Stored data
^^^^

PR #1838, opened 2024-10-19
unicode encoding error fix

lodos2005:
I’ve encountered an issue when working with SMB shares that have Turkish characters in their names, such as “TEST YÖNETİM DOKÜMANI”. The current encoding causes a UnicodeEncodeError, specifically:
`UnicodeEncodeError: 'latin-1' codec can't encode character '\u0130' in position 29: ordinal not in range(256)`

Screenshot 2024-10-19 at 12 37 54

^^^^

(REQUIRED ACTION) All of the entries need to be given again, word for word.

(ANSWER TO THE PROBLEM)
PR #1838, opened 2024-10-19
unicode encoding error fix

lodos2005:
I’ve encountered an issue when working with SMB shares that have Turkish characters in their names, such as “TEST YÖNETİM DOKÜMANI”. The current encoding causes a UnicodeEncodeError, specifically:
`UnicodeEncodeError: 'latin-1' codec can't encode character '\u0130' in position 29: ordinal not in range(256)`

Screenshot 2024-10-19 at 12 37 54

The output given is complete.